*** Block opens ***
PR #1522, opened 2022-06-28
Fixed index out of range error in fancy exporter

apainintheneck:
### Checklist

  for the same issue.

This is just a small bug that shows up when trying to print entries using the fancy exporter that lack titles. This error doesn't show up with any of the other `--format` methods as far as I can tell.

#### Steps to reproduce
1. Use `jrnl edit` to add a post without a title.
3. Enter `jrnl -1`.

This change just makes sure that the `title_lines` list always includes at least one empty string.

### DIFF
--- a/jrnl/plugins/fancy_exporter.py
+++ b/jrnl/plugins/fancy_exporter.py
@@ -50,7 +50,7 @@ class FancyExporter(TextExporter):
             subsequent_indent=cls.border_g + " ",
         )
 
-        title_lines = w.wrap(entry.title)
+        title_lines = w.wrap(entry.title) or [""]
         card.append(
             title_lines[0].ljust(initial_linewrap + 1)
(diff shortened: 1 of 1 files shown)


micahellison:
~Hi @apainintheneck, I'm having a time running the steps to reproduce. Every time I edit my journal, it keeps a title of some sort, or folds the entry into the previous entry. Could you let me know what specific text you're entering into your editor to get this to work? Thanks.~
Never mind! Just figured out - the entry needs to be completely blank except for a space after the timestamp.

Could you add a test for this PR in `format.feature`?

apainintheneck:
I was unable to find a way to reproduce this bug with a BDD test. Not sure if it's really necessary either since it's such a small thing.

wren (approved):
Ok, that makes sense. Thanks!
*** Block closes ***
*** Block opens ***
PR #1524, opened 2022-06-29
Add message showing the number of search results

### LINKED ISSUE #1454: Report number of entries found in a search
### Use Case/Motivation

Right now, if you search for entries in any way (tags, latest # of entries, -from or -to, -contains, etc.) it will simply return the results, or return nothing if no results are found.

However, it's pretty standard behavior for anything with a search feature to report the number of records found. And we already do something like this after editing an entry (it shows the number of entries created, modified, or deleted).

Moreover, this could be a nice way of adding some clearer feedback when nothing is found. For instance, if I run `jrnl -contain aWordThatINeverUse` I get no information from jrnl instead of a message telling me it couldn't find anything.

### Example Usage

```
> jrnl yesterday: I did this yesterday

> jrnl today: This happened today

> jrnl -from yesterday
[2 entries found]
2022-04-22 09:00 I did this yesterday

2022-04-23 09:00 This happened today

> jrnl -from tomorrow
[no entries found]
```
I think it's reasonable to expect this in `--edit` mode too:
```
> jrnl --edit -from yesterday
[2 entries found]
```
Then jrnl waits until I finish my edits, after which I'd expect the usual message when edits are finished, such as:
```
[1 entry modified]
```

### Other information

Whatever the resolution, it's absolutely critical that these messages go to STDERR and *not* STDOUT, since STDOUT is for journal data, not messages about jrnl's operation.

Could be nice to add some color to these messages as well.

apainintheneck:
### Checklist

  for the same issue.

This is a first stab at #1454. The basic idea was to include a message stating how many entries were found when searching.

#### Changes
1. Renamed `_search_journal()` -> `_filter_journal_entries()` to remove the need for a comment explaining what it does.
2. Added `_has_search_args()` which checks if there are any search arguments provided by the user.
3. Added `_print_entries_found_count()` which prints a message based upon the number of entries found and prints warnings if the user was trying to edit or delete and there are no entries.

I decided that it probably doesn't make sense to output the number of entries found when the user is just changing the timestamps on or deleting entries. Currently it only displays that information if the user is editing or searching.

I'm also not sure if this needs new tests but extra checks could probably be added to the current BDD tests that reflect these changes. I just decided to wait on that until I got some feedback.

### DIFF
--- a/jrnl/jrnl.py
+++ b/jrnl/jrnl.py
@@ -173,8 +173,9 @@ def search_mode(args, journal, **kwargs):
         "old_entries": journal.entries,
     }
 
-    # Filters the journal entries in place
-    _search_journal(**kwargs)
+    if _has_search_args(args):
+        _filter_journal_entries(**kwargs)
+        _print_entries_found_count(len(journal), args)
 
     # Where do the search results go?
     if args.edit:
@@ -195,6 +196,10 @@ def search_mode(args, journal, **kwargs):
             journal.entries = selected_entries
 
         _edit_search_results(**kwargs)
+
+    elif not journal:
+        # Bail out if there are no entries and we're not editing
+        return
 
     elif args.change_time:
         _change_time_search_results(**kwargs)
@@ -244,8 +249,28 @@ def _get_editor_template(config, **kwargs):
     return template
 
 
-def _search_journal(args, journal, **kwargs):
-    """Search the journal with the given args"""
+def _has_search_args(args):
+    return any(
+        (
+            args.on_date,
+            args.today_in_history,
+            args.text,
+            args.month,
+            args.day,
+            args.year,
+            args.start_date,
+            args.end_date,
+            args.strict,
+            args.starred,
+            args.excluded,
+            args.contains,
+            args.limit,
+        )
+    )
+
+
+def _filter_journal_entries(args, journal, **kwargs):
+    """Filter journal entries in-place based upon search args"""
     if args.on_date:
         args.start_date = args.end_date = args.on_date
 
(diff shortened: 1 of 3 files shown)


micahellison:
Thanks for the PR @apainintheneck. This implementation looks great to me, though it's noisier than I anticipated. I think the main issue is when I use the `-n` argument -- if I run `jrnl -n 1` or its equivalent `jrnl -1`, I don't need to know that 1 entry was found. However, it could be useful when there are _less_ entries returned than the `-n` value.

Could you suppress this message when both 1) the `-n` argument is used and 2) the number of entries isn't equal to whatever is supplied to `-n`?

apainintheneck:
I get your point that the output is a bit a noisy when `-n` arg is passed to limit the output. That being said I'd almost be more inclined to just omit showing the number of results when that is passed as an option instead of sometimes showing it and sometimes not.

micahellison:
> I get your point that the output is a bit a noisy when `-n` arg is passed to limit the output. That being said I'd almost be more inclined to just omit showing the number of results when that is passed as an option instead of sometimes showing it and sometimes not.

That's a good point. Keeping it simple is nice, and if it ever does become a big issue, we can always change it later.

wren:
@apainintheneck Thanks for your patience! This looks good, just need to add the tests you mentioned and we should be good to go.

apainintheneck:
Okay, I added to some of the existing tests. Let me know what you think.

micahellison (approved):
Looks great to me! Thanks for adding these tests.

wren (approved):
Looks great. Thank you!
*** Block closes ***
- [WHAT THE TASK REQUIRES]
Would you print exactly and only the lines of the material above that run from the line with "Add message showing" through the line with "### Use Case/Motivation", both included?

- [EXERCISE SOLUTION]
Add message showing the number of search results

### LINKED ISSUE #1454: Report number of entries found in a search
### Use Case/Motivation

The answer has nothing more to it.